Exercise directions>
Look through the data that follows and work out how many lines contain the string "same". Nothing but that number should be given.

(Items from a dataset)
Issue #947, opened 2021-01-17
[Feature Request] Change Speed Limit


KostaSaizo7:
melonDS has a "Limit Framerate" option that limits the FPS at 60 (or 30 depending on the game). It would be helpful if the user could change the limit. 

~This would help regarding local multiplayer, as in its current state, is more stable when the game runs above 60fps. Unfortunately, turning "Limit Framerate" off, results in very high speeds and the game becomes unplayable.~

Dolphin has a similar option pictured below.
![dol](https://user-images.githubusercontent.com/39852873/104839042-71728980-58c7-11eb-81a2-b21c9b341e12.png)

RSDuck:
> This would help regarding local multiplayer, as in its current state, is more stable when the game runs above 60fps. Unfortunately, turning "Limit Framerate" off, results in very high speeds and the game becomes unplayable.

that's not the case. It's more stable because both instances always run (and are never stopped by the frame limiter). Thus local wireless would works similarly well on a slower computer where both instances only reach 60 fps.

KostaSaizo7:
Resolved by https://github.com/melonDS-emu/melonDS/commit/7dd4152d6711db76fbe2a2acffcc208a524bb25d
![image](https://github.com/melonDS-emu/melonDS/assets/39852873/01fe48a9-af9f-4ba3-a6fd-9d3fe61c8203)

Lyhtael:
Hello where is it possible to get a version with this menu ? I only found a 2022 version on the website 
ty by advance :)

acxz:
There has not been a release version with the commit that resolves this issue. You can either build from source or try downloading and running the nightly's until the next release. See: https://github.com/melonDS-emu/melonDS/issues/2094#issuecomment-2225906499 for links to the nightly's and more info on the next release.

PR #1247, opened 2021-10-23
Configure the FPS limit

klathem:
Adds a new setting to the ini to control the FPS to target when the framerate limit is on. Allows the user to set a specific playback speed instead of only choosing between "normal" and "as fast as possible".


acxz:
rev issue: #947

PR #1248, opened 2021-10-24
Implement MainRAM management dialog😁

2jun0:
*I'm not good at English. Please understand and read it.*

I Added RAM info dialog!

It will help modify main ram value!

RAM info dialog

This function is located in the System menu tab.

image

**But this function might have a small bug.😕**


src/frontend/qt_sdl/RAMInfoDialog.cpp
```diff
@@ -0,0 +1,296 @@
...
+
+ramInfo_ByteType RAMSearchThread::GetSearchByteType() const
+{
+    return SearchByteType;
+}
+
+std::vector<ramInfo_RowData>* RAMSearchThread::GetResults()
+{
+    return RowDataVector;
+}
```
RayyanAnsari, line 296: could you add a newline to the end of the file?
```suggestion
}

```

2jun0: Sure! (sorry for replying late)

src/frontend/qt_sdl/RAMInfoDialog.cpp
```diff
@@ -0,0 +1,302 @@
...
+extern EmuThread* emuThread;
+
+s32 GetMainRAMVAlue(const u32& addr, const ramInfo_ByteType& byteType)
+{
+    switch (byteType)
+    {
+    case ramInfo_OneByte:
+        return ((s8*)NDS::MainRAM)[addr&NDS::MainRAMMask];
+    case ramInfo_TwoBytes:
+        return ((s16*)NDS::MainRAM)[addr&NDS::MainRAMMask];
```
RSDuck, line 33: isn't this the wrong way around? Since addr is in bytes, it should be `*(s16*)(&NDS::MainRAM[addr&NDS::MainRAMMask])`?

src/frontend/qt_sdl/RAMInfoDialog.cpp
```diff
@@ -0,0 +1,302 @@
...
+    case ramInfo_FourBytes:
+        return ((s32*)NDS::MainRAM)[addr&NDS::MainRAMMask];
```
RSDuck, line 35: same here

RSDuck (changes requested):

src/frontend/qt_sdl/RAMInfoDialog.cpp
2jun0: Oh, I was like a stupid. 
You're right. I'll fix it right away

src/frontend/qt_sdl/RAMInfoDialog.cpp
2jun0: same here 👍

RSDuck:
ok I can't see anything wrong now, so I'll merge it!

Issue #1278, opened 2021-12-02
Is there a cli command for Boot firmware?


RokkumanX:
Hi

This isn't an issue per se and not a deal breaker by any means but I can't seem to find any information whether you can straightly boot firmware from cli or not and it's not covered in the Howto/FAQ either.

When the emulator is open there is an option to boot firmware and it works perfectly fine (I only use melonDS for DSi firmware/nand which I only have 1 game on that I care for)

Is there a cli command for starting melonDS and booting straight to firmware?

Otherwise this might be better suited as a Feature Request.

Thanks in advance!

nadiaholmquist:
There aren't currently any command line parameters, though adding them is planned.

RokkumanX:
Thank you very much for the feedback, now I know it's planned at least.

Have a good one!

RokkumanX:
I actually created a nice little circumvention to my dilemma, in my cli launcher I pointed to the game and unchecked the option Boot game directly in the melonDS GUI.

So when I launch the command I get straight into the firmware just as I want to.

If I launch the game (DSi) standalone with that option checked nothing happens and the emulator sorta softlocks/freezes, not that it really matters anyway (I know DSi emulation very experimental) because the specific game is already installed in my nand backup.

Cheers!

Issue #1108, opened 2021-05-18
Add more CLI options


rzumer:
Requests for additional command line flags/options to override default configuration parameters are pretty common, but there was no existing GitHub issue for it, so here's one.

bg2908:
Right now, I can't open ROM inside archive from lutris. A argument to do that would help me save some space from the ROM.

itsonlyMiRE:
leaving a comment as a +1/bump, because of course that will motivate the devs to prioritize CLI stuff :)

vgambier:
Being able to specify NDS/DSi mode via the CLI would also be a great addition.

PR #1280, opened 2021-12-03
Command-line interface

patataofcourse:
This PR improves the command-line interface, something which has been asked for in issues such as #1108 and #1278

Planned changes:
- [x] Moving everything related to reading command-line arguments (except QT arguments and portable/win32's EmuDirectory) to a `CLI` namespace
- [x] Loading DS/GBA ROMs from command-line (new implementation for new CLI)
- [x] Options (arguments with a `-s` / `--something` format)
    - [x] Help menu (`-h` / `--help`)
    - [ ] Open ROM from archive
    - [ ] Boot firmware (incompatible with loading a ROM, but should it boot the ROM instead or not do anything / return an error?)
    - [ ] Verbosity toggle*
    - [x] Start in fullscreen (`-f` / `--fullscreen`)
- [ ] Config overrides as options
    - [ ] Namespace for overridable config options
    - [ ] Figuring out how config being overridden should affect editing the actual config
    - [ ] Firmware settings: language and MAC address
    - [ ] Toggling usage of FreeBIOS or an external BIOS

This isn't a full list of features the CLI should have by any means, and I'm willing to implement whatever the core team considers necessary, plus some popular community suggestions. (Of course, all this is limited by my skill, and I might leave a stub if there's any option I can't implement.)

*Regarding the verbosity toggle, I'm not very sure what messages should always be displayed and which should be hiding behind that toggle, or even if melonDS would benefit from having multiple levels of verbosity, if having a verbosity toggle isn't worth it, etc... I'd appreciate input about this.

Feel free to submit reviews, everything that isn't implemented yet but is planned to be has a TODO comment.

### DIFF
--- a/src/frontend/qt_sdl/main.cpp
+++ b/src/frontend/qt_sdl/main.cpp
@@ -3354,17 +3354,14 @@ int main(int argc, char** argv)
 
     QObject::connect(&melon, &QApplication::applicationStateChanged, mainWindow, &MainWindow::onAppStateChanged);
 
-    if (CLI::DSRomPath != "")
-    {
-        int res = Frontend::LoadROM(CLI::DSRomPath, Frontend::ROMSlot_NDS);
+    if (!CLI::GBARomPath.isEmpty())
+        if (!ROMManager::LoadGBAROM(CLI::GBARomPath))
+            printf("Failed to load GBA ROM: %s\n", CLI::GBARomPath[0].toLatin1().cbegin());
 
-        // should this be moved to *after* the GBA ROM is loaded?
-        if (res == Frontend::Load_OK)
-            emuThread->emuRun();
-    }
 
-    if (CLI::GBARomPath != "")
-        Frontend::LoadROM(CLI::GBARomPath, Frontend::ROMSlot_GBA);
+    if (!CLI::DSRomPath.isEmpty())
+        if (!ROMManager::LoadROM(CLI::DSRomPath, true))
+            printf("Failed to load NDS ROM: %s\n", CLI::DSRomPath[0].toLatin1().cbegin());
 
     int ret = melon.exec();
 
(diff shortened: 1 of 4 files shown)


src/frontend/qt_sdl/main.cpp
```diff
@@ -2890,40 +2894,29 @@ int main(int argc, char** argv)
     Input::OpenJoystick();
 
     mainWindow = new MainWindow();
+    if (CLI::StartOnFullscreen) {
```
RSDuck, line 2897: braces go onto the next line

patataofcourse: missed that one somehow :sweat_smile:
fixed!

RayyanAnsari (changes requested):
I think this is a good feature, but instead of manually iterating and checking, we could use Qt.
https://doc.qt.io/qt-5/qcommandlineparser.html

patataofcourse:
> I think this is a good feature, but instead of manually iterating and checking, we could use Qt. https://doc.qt.io/qt-5/qcommandlineparser.html

Hadn't realized that was a thing - will change the implementation to use that instead, thanks!

mariomadproductions:
> Boot firmware (incompatible with loading a ROM, but should it boot the ROM instead or not do anything / return an error?)
I don't think its incompatible - in the GUI, if you load a ROM and choose to boot from firmware, it shows the ROM in the DS menu.

patataofcourse:
> I don't think its incompatible - in the GUI, if you load a ROM and choose to boot from firmware, it shows the ROM in the DS/i menu.

Wasn't a thing when I first made this PR- the system got changed, yeah

patataofcourse:
Will start a new PR 'cause the QT stuff and also the time I've had have changed my view on how I want this to be (...and I really don't want to have to touch the old messages in this PR)

PR #1319, opened 2021-12-29
don't link rt when oglrenderer disabled on apple

ccRlVDSyBZT1UK:


nadiaholmquist:
What is the purpose of this? Of course there is no need to link an unused library, but I'm curious when this is relevant?

ccRlVDSyBZT1UK:
@nadiaholmquist i'm working on a wasm build and i'm currently running both a native apple build and wasm build with the opengl renderer disabled and this was breaking the apple build for me at least.

nadiaholmquist:
Apparently the `rt` library doesn't actually exist at all on macOS and is ignored for POSIX compatibility, from what I can find on StackOverflow. I'm going to try compiling it without that and see if that's actually the case, and if it is I'll make it never link it on macOS.

RayyanAnsari:
`librt` was required for NetBSD, because it provided `shm_open` and `shm_unlink`.

PR #1326, opened 2022-01-01
Fix RTC date and time registers

joonhyungshin:
The current RTC implementation does not comply with [GBATEK](https://problemkaputt.de/gbatek.htm) (see **Date Registers** and **Time Registers** sections). This PR fixes some issues.

* The `year` is divided by 100, not subtracted by 100 (which seems to be a typo in the current master).
* Implements 12/24 mode as indicated by Status Register 1.
* Adds AM/PM flag.

### DIFF
--- a/src/RTC.cpp
+++ b/src/RTC.cpp
@@ -138,7 +138,7 @@ void ByteIn(u8 val)
                     Output[3] = timedata.tm_wday;
 
                     int hour = timedata.tm_hour;
-                    int pm_flag = hour < 12 ? 0x00 : 0x40;
+                    u8 pm_flag = hour < 12 ? 0x00 : 0x40;
                     if (!(StatusReg1 & 0x2)) hour %= 12;
                     Output[4] = BCD(hour) | pm_flag;
                     Output[5] = BCD(timedata.tm_min);
@@ -153,7 +153,7 @@ void ByteIn(u8 val)
                     localtime_r(&timestamp, &timedata);
 
                     int hour = timedata.tm_hour;
-                    int pm_flag = hour < 12 ? 0x00 : 0x40;
+                    u8 pm_flag = hour < 12 ? 0x00 : 0x40;
                     if (!(StatusReg1 & 0x2)) hour %= 12;
                     Output[0] = BCD(hour) | pm_flag;
                     Output[1] = BCD(timedata.tm_min);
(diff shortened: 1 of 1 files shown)


nadiaholmquist:
Have you verified the new behavior against hardware?

GBATek has many times actually been wrong during the development of melonDS, so best to verify what it says to be safe.

joonhyungshin:
Of course I did.

In fact, I found this issue when I was trying to RNG abuse a Pokemon game. Here are some related discussions.
- [Reddit thread](https://www.reddit.com/r/pokemonrng/comments/okiby3/need_help_with_bw_rng_on_melonds/?utm_medium=android_app&utm_source=share)
- [Smogon thread](https://www.smogon.com/forums/threads/past-gen-rng-research.61090/page-33#post-3976513)
I know that GBATEK is not always correct, but at least for the issues I strongly believe we should follow it. Similar code also appears in [DesMuME source](https://github.com/TASEmulators/desmume/blob/3ba38212281096f8417a0cce24396200923a2810/desmume/src/rtc.cpp#L133).

CasualPokePlayer:
>     * The `year` is divided by 100, not subtracted by 100 (which seems to be a typo in the current master).
This is really to do with how struct tm works. The year for struct tm has an epoch of 1900. But the DS has an epoch of 2000 for its clock. So what you get off of localtime is a year 100 years in the future in the eyes of the DS.

However, granted, a % 100 might be better for bounds reasons, although that's something to verify.

>     * Implements 12/24 mode as indicated by Status Register 1.
I don't know if this is actually a thing the DS actually had. No firmware ever gave the option to "switch" to 12 hour mode. The info seems more to be extracted from datasheets of the RTC chip. At most this would be something some homebrew could maybe do, but even then, to be verified (although the latter suggests it does exist).

>     * Adds AM/PM flag.
This does indeed exist, if RNGers insights are anything to go by.

On another note I have another [PR](https://github.com/Arisotura/melonDS/pull/1237) which does happen to implement the last thing (because some RNGers complained), although the previous 2 I left alone due to uncertainty. Of course that PR would need to be rebased anyways and has another problem not so easy to fix so eh.

joonhyungshin:
After some testing, I found that there are more works to do. For now, I'd better close this PR. Thank you all for your feedback!

PR #1328, opened 2022-01-01
add ids as a valid DS rom filetype

ccRlVDSyBZT1UK:
add ids as a valid DS rom filetype

ids is the extension for iQue DS roms


nadiaholmquist:
Will be added once the ROM loading refactor is merged.

Arisotura:
I incorporated this into #1333. let me know if I missed anything.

Solution for this problem>
2